It was set in marvellous gardens, green and lush after the desert we had been travelling through. We soon discovered the secret - copious quantites of a very noisome nightsoil fertilized the plants! The roof was wonderfully decorated:
Strolling on a little further, we came to the Chehel Soutan palace, dating from 1647. It too sat in a great garden, but somewhat more approachable in this case!

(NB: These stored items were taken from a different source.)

Issue #2042, opened 2024-11-16
Interrupt solving from .NET and show result


josef-hak:
Please, how can I interrupt ongoing solver run when calling solver from .NET? I found there are some callbacks but I haven't found how could I leverage them from .NET. I would very appreciate. Trying to integrate Highs to our universal free optimization tool [JD](https://github.com/coolfreetool/JD/pull/10). Thanks in advance for any help!

galabovaa:
Added this to feature requests, still on the to-do list!

https://github.com/ERGO-Code/HiGHS/issues/3225

PR #2433, opened 2025-06-24
Callbacks as CSharp Events

darrylmelander:
Give access to some callbacks in C#, as events on the C# HighsLpSolver class. Only a handful of callbacks are made available by this commit. The callbacks, and the new events they map to, are as follows:

    kCallbackLogging => LogMessageReceived
    kCallbackMipLogging => MipStatusReported
    kCallbackMipImprovingSolution => MipImprovingSolutionFound
    kCallbackMipInterrupt => MipInterruptCheck
    kCallbackSimplexInterrupt => SimplexInterruptCheck
    kCallbackIpmInterrupt => IpmInterruptCheck

Clients subscribe to and unsubscribe from these events as they would for any other event, using syntax such as `solver.LogMessageReceived += MyLoggingFunc`. Event data only includes what's relevant to the type of event. The `*InterruptCheck` events allow you to set the interrupt flag, the others don't.

The events in this PR address #2042.

### DIFF
--- a/highs/interfaces/highs_csharp_api.cs
+++ b/highs/interfaces/highs_csharp_api.cs
@@ -73,6 +73,31 @@ public enum HighsIntegrality
     kImplicitInteger = 4,
 }
 
+/// <summary>A category of log message</summary>
+public enum HighsLogType
+{
+    Info = 1,
+    Detailed,
+    Verbose,
+    Warning,
+    Error
+}
+
+/// <summary>A category of callback</summary>
+internal enum HighsCallbackType
+{
+    Logging = 0,
+    SimplexInterrupt = 1,
+    IpmInterrupt = 2,
+    MipSolution = 3,
+    MipImprovingSolution = 4,
+    MipLogging = 5,
+    MipInterrupt = 6,
+    MipGetCutPool = 7,
+    MipDefineLazyConstraints = 8,
+}
+
+
 public class HighsModel
 {
     public HighsObjectiveSense sense;
@@ -180,9 +205,25 @@ public class HighsLpSolver : IDisposable
 {
     private IntPtr highs;
 
+    /// <summary>Read-only access to Highs instance pointer</summary>
+    /// <remarks>Allows sub-classes to do meaningful things using the HiGHS C API.</remarks>
+    protected IntPtr HighsObject => this.highs;
+
     private bool _disposed;
 
     private const string highslibname = "highs";
+
+    /// <summary>Signature of functions that can be called by HiGHS when callback events occur</summary>
+    private delegate void CallbackDelegate(
+        HighsCallbackType cbType, IntPtr messagePtr, [In] ref HighsCallbackDataOut cbDataOut,
+        ref HighsCallbackDataIn cbDataIn, IntPtr cbUserData);
+
+    /// <summary>Pointer to function that is called when HiGHS callbacks occur</summary>
+    private CallbackDelegate _cbDelegate;
+
+    /// <summary>A C function pointer to the event-generating callback delegate</summary>
+    /// <remarks>This property's primary purpose is to improve ability to test callback-triggered events</remarks>
+    protected IntPtr CallbackFunctionPtr => Marshal.GetFunctionPointerForDelegate(_cbDelegate);
 
     [DllImport(highslibname)]
     private static extern int Highs_call(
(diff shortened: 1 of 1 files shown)


darrylmelander:
I'm submitting this as a draft PR to get feedback from the HiGHS team, and to give me more time to run it through its paces.

In particular I'd like to discuss testing of this particular feature. I'd love for it to be included in CI so we can detect if future callback changes break the integration. Locally, I tested by adding a function to the C interface that lets you trigger callbacks with supplied data to a specified callback function. This function is only useful for testing purposes and wouldn't belong in the released C interface. I also added a C# test library that calls the callback trigger function. Without testing for specific callbacks with specific data, we can't be confident data is getting across the C/C# boundary correctly. My testing approach is a lot more intrusive than just adding some code to existing test files, so I'd be interested in hearing how the team would like to approach regression testing for this feature.

galabovaa:
Thank you, @darrylmelander!

Yes, we would like to add such tests to our CI too. We would possibly try to follow or extend what we already have in terms of testing.

1. Examples

So far, we have a csharp executable, which calls the csharp API: https://github.com/ERGO-Code/HiGHS/blob/master/examples/call_highs_from_csharp.cs

Perhaps we could have another example, which uses some callbacks from C#, to illustrate how to do it. This is built by cmake.

2. Nuget 

Additionally, we also test the nuget package: https://github.com/ERGO-Code/HiGHS/blob/master/.github/workflows/test-nuget-win.yml

It is worth adding callback examples tests to the nuget as well. 

3. External repos 

We are developing some code in external repositories with additional tests to be run before we tag a new release. I could add more C# tests there too, containing specific callbacks with specific data.

Perhaps it is worth having a short call about this. We are busy this week organising our workshop, but we could arrange a call next week. Please send me an email at galabovaa@gmail.com with your availability if you have the time and would like to discuss some of the details.

cpiber:
@darrylmelander Are you still working on this? Otherwise I would be interested in expanding further and testing to get it merged

jajhall:
> @darrylmelander Are you still working on this? Otherwise I would be interested in expanding further and testing to get it merged

I think so. @darrylmelander emailed us yesterday saying "I will send you my code as soon as I get a chance, hopefully soon."

darrylmelander:
> @darrylmelander Are you still working on this? Otherwise I would be interested in expanding further and testing to get it merged

I have tested it locally, but to do so I had to modify the core HiGHS library to expose some additional functions. Otherwise I didn't have a way to trigger specific events with specific data my tests could check against. Those changes, plus the tests that use those changes, is what I will be sending to jajhall when I get some time in the next few days.

I would welcome additional testing and follow-on development.

cpiber:
Any updates on this? If not, I could write some tests. I had a look already, I haven't seen any existing tests for C#, so I'd appreciate a pointer where to get started (any preferences on libraries, should this be hooked into existing tests [though py is not, so I assume no], ...)

jajhall:
Unfortunately no-one in the HiGHS team is a C# developer, so we've relied on external contributors to do the groundwork, with us just adding easy things by pattern-matching. For libraries in general, please ask @galabovaa

jajhall:
Unfortunately no-one in the HiGHS team is a C# developer, so we've relied on external contributors to do the groundwork, with us just adding easy things by pattern-matching. For libraries in general, please ask @galabovaa

highs/interfaces/highs_csharp_api.cs
```diff
@@ -636,6 +685,8 @@ public static HighsStatus call(HighsModel model, ref HighsSolution sol, ref High
     public HighsLpSolver()
     {
         this.highs = HighsLpSolver.Highs_create();
+        _cbDelegate = this.callbackFunction;
+        Highs_setCallback(this.highs, Marshal.GetFunctionPointerForDelegate(_cbDelegate), IntPtr.Zero);
```
cpiber, line 689: > You must manually keep the delegate from being collected by the garbage collector from managed code. The garbage collector does not track references to unmanaged code.

https://learn.microsoft.com/en-us/dotnet/api/system.runtime.interopservices.marshal.getfunctionpointerfordelegate?view=net-9.0

You should store the delegate pointer, not `_cbDelegate`.

(*Removed reference to UnmanagedCallersOnlyAttribute since it's not available in the target version*)

darrylmelander: The `_cbDelegate` member variable stores a reference to the delegate, which prevents the delegate from being garbage collected for the lifetime of the HighsModel. The whole reason `_cbDelegate` exists is to satisfy the guidance you quoted. By my understanding, whether you store the return value of `Marshal.GetFunctionPointerForDelegate` has zero impact on garbage collection.

cpiber: I see, I think you may be right, thanks

jajhall:
Is this PR still active @darrylmelander / @cpiber

galabovaa:
This needs to be updated and tested. 

Added to Feature requests here https://github.com/ERGO-Code/HiGHS/issues/3225

PR #2434, opened 2025-06-25
Make some more methods const

fwesselm:
Make some more methods `const`.


fwesselm:
There seems to be a behavior change on `build-intel` for `rgn`. I did not see this in my fork.

fwesselm:
Interesting. I need to have a closer look.

PR #2436, opened 2025-06-26
CMake: Add support for UNITY_BUILD

jschueller:


jschueller:
hi @galabovaa, could you trigger the CI ?

jajhall:
@jschueller Thanks for these. Note that we push to latest, as we just use master for new releases

jschueller:
ok I rebased to latest

PR #2441, opened 2025-06-28
Concurrent solver for highspy

mathgeekcoder:
Implements a simple concurrent solver for highspy, that launches several threads with different random seeds and synchronizes the current best incumbent across all threads via callbacks.

In the log output, you'll see improved solutions found by other threads with the 'X' tag (i.e., user solution).

**Initial prototype, need to add tests, documentation etc.  PR is currently for discussion/demonstration only.**

```python
model = Highs()
model.ConcurrentSolve = True
model.setOptionValue('threads', 5) # optional
...
model.solve()
```

### DIFF
--- a/highs/highspy/highs.py
+++ b/highs/highspy/highs.py
@@ -4,6 +4,7 @@ import numpy as np
 from numbers import Integral
 from itertools import product
 from threading import Thread, local, RLock, Lock
+from multiprocessing import cpu_count
 from typing import Optional, Any, overload, Callable, Sequence, Mapping, Iterable, SupportsIndex, cast, Union
 
 from ._core import (
@@ -29,17 +30,19 @@ class Highs(_Highs):
     HiGHS solver interface
     """
 
-    __handle_keyboard_interrupt: bool = False
-    __handle_user_interrupt: bool = False
-    __solver_should_stop: bool = False
-    __solver_stopped: RLock = RLock()
-    __solver_started: Lock = Lock()
-    __solver_status: Optional[HighsStatus] = None
-
     def __init__(self):
         super().__init__()
         self.callbacks = [HighsCallback(cb.HighsCallbackType(_), self) for _ in range(int(cb.HighsCallbackType.kCallbackMax) + 1)]
         self.enableCallbacks()
+        
+        self.__handle_keyboard_interrupt: bool = False
+        self.__handle_user_interrupt: bool = False
+        self.__use_concurrent_solve: bool = False
+
+        self.__solver_should_stop: bool = False
+        self.__solver_stopped: RLock = RLock()
+        self.__solver_started: Lock = Lock()
+        self.__solver_status: Optional[HighsStatus] = None
 
     # Silence logging
     def silent(self, turn_off_output: bool = True):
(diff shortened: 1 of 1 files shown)


Opt-Mucca:
That was extremely quick!

Just to check that I'm following the code: Currently the multiple solves are sharing solutions, but the "concurrent solve" is not yet terminating when one of the threads has proven optimality / infeasibility?  Or does the `joinSolve` call automatically enforce this?

mathgeekcoder:
> That was extremely quick!

Thanks! Needed to do something while waiting for my flight :) 

> Just to check that I'm following the code: Currently the multiple solves are sharing solutions, but the "concurrent solve" is not yet terminating when one of the threads has proven optimality / infeasibility?  Or does the `joinSolve` call automatically enforce this?


Correct, it's pretty basic so far. It should be easy to check if one of the other thread terminates (opt/inf), but I'm not sure how to sync that information back to the main thread/model for the user to interact with.  So at the moment it's just a fancy parallel primal heuristic.

mathgeekcoder:
> Very neat, thanks. Needs a warning that its behaviour is non-deterministic, but it will be interesting to experiment with it. For greater usability, it would be better to reproduce it within the C++ class.

Thanks. Good call with the warning, do you think it's sufficient to add that to the documentation - or should it print to screen (if logging enabled)?

Happy to add to C++ if desired (code design should be similar). I didn't want to interfere with plans for the parallel implementation.  I just wanted to have a quick prototype to stimulate discussion.

jajhall:
> Thanks. Good call with the warning, do you think it's sufficient to add that to the documentation - or should it print to screen (if logging enabled)?

It needs to be added to both documentation and the logging - with a clear statement that debugging any failures may not be possible. 

> Happy to add to C++ if desired (code design should be similar). I didn't want to interfere with plans for the parallel implementation. I just wanted to have a quick prototype to stimulate discussion.

As I understand it, the work-stealing nature of the HiGHS multi-threading should mean that there's no conflict between the two activities.

mathgeekcoder:
> It needs to be added to both documentation and the logging - with a clear statement that debugging any failures may not be possible.

Sounds good!
 
> As I understand it, the work-stealing nature of the HiGHS multi-threading should mean that there's no conflict between the two activities.

That's fair.  However, it might not be the most efficient use of threads. Perhaps we want to add hierarchical support to our work-stealing. i.e., this "sub-task" can only use X threads. 

For example, we could run 3 concurrent solves, with each solve using 4 threads.  In addition, it might be worthwhile restricting parallelism on the sub-MIPs (i.e., use fewer threads in each recursion).

Work stealing is great when you have idle threads and each task has equal priority, but I'm worried about generating so many tasks that we become less efficient due to the order of processing and context switching etc.

That said, it's probably something that can be added later - without impacting this design too much.

mvernacc:
@mathgeekcoder I would be very excited to use the concurrent solve feature once it's released 😀
Thank you for working on this!

Thell:
I played with this using highspy 1.11.0 and needed to change 

`num_threads = self.getOptionValue("threads")`

to

`num_threads = self.getOptionValue("threads")[1]`

to get the num threads as an int to kick off the concurrent runs.

Also, a print statement when log to console is on indicating `n` concurrent processes are being used is nice.

It would be interesting to figure out what the overhead of the callback/solution sharing is...

Using a single thread, with default random seed I tested 2 quickly solved incidents and 2 taking a little bit longer:

| Incident | 1 proc| 8 proc shared|num 'Better'|8 proc not shared|
|----|----|----|---|---|
| 165A| 17.4 | 8.9| 0 |8.1|
| 165B| 13.8 | 11.4| 5|11.2|
| 355A| 259.1| 57.2|1| 51.19 |
| 355B| 310.2 |113.7|2| 67.2 |

I did notice that when the `Better incumbent found` set the solution it didn't show in the output as having been set, so I'm not sure if it was (or if this is related to the issue 2450 above). The 8 proc not shared time is the first to finish time.

The testing of the non-shared also revealed that my incident 355B highlights the issue of the random seed yielding different optimal results. From the 8 processes...
```
303 (objective)
303 (objective)
303 (objective)
303 (objective)
317 (objective)
303 (objective)
314 (objective)
319 (objective)
```
😬 

edit: I forgot to mention that on the 355B shared solution test that the shared solutions happened quite early:
```

         0       0         0   0.00%   281             inf                  inf        0      0      0         0     4.6s
         0       0         0   0.00%   291.4725379     inf                  inf        0      0      3      1191     5.6s
         0       0         0   0.00%   294.7974065     inf                  inf     2338    150    289      2079    11.2s
Better incumbent found 5 309.0
 X       0       0         0   0.00%   299.1892586     309                3.17%     3784    256    354      5083    14.6s
Better incumbent found 1 303.0
         0       0         0   0.00%   299.308362      309                3.14%     2233    197    869      9689    22.8s
```
         
The 303 better incumbent is the optimal and I'd wager that that process is also the one that completed in the 67 seconds on the non-shared test which I obviously don't know which process obtained it but its in the non-shared test log too.

`H       0       0         0   0.00%   299.3376535     303                1.21%     2225    326    356      7329    21.9s`

jajhall:
Thanks, I'll look to avoid this behaviour when I implement the same approach in C++

Thell:
@jajhall If I could I'd like to request that the c++ implementation also include a tunable option along the lines of a 'solution gap' that will allow the user to control if a solution gets shared, thereby reducing the number of calls to set solution for the other threads as both the checks within the set solution and the resetting of the target thread are pure overhead. Also, another request is don't wait for the non-incumbent threads to join/cleanup before returning the first-to-finish.

I played with this locally using HiGHSpy and have posted some findings on the Discord but suffice it to say that depending on the problem a `solution_gap` (where I used `abs(a-b)/b < solution_gap`), `abs_solution_gap` (where I used `abs(a-b) < abs_solution_gap` to limit the updates and let the `cancelSolve` do its job without waiting for a join dramatically improved my testing results for times on solving to optimality.

I'm sure you already have a strong direction and model in mind but I am hoping its early enough in the process that these ideas might seem plausible if you haven't already included/excluded them.

Thanks. :)

mathgeekcoder:
Thanks for the feedback @Thell!  A couple of comments:

> @jajhall If I could I'd like to request that the c++ implementation also include a tunable option along the lines of a 'solution gap' that will allow the user to control if a solution gets shared, thereby reducing the number of calls to set solution for the other threads as both the checks within the set solution and the resetting of the target thread are pure overhead. 

I believe the C++ implementation will be much more efficient at passing solutions between threads.  So, this tunable parameter is likely not necessary.

> Also, another request is don't wait for the non-incumbent threads to join/cleanup before returning the first-to-finish.

I'm not sure if the _initial_ C++ version will have first-to-finish.  Even if it does, there can be issues with returning without cleaning up all the threads. e.g., when calling solve again.  That said, it's quite likely that the C++ version could be faster (than my highspy prototype) at terminating the threads safely.

jajhall:
> Thanks for the feedback @Thell! A couple of comments:
> 
> > @jajhall If I could I'd like to request that the c++ implementation also include a tunable option along the lines of a 'solution gap' that will allow the user to control if a solution gets shared, thereby reducing the number of calls to set solution for the other threads as both the checks within the set solution and the resetting of the target thread are pure overhead.
> 
> I believe the C++ implementation will be much more efficient at passing solutions between threads. So, this tunable parameter is likely not necessary.

I agree, this parameter won't be necessary

> > Also, another request is don't wait for the non-incumbent threads to join/cleanup before returning the first-to-finish.
> 
> I'm not sure if the _initial_ C++ version will have first-to-finish. Even if it does, there can be issues with returning without cleaning up all the threads. e.g., when calling solve again. That said, it's quite likely that the C++ version could be faster (than my highspy prototype) at terminating the threads safely.

The C++ version will not have first-to-finish. However, each thread will check regularly for a "terminate" flag being issued by other threads, so there will be no meaningful overhead in having them all reach a synchronisation barrier.

Note that, in HiGHS, multithreading is achieved by having multiple threads running continuously and "stealing" work when it becomes available, rather than by spawning multiple threads when parallel work is to be done.

jajhall:
The performance gain from the MIP race didn't justify introducing a non-deterministic solver into HiGHS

It also had a wonderfully decorated roof:
While inside there were vast murals celebrating famous victories. This was the Karnal war between Nader Shah and the Indian King Mohammad Goorkani, near Delhi in 1740 AD:
We strolled on through the city, which was a very pleasant place, with tree-lined avenues and fountains at many intersections. Eventually we came out into Iman Square. This is a view to the north-east, with the rows of shops and the Sheik Lotfollah mosque on the far side:
On the right was the entrance to the great Iman mosque:
The entrance was parallel to the south-east side of the square, but just inside the entrance was a great bowl, at which point the whole alignment changed so that the main mosque ran true along the line facing Mecca:
Within the mosque, the arches were a delight to the eye, and the tiling was a riot of colour:
One was drawn to look higher and yet higher, and finally, craning almost backwards, the final explosion of colour almost drove one off balance:The outside was, if anything, even more beautiful:
Outside in the square, the sun was lowering, and a couple gossiped while the fountains played:
At the Si-o-Se (33 arches) bridge over the Zayandeh river, the people of Esfahan strolled, played on boats, and cooled down:
We crossed the bridge. and watched the sunset, before going for a final celebratory dinner to end our visit to Esfahan.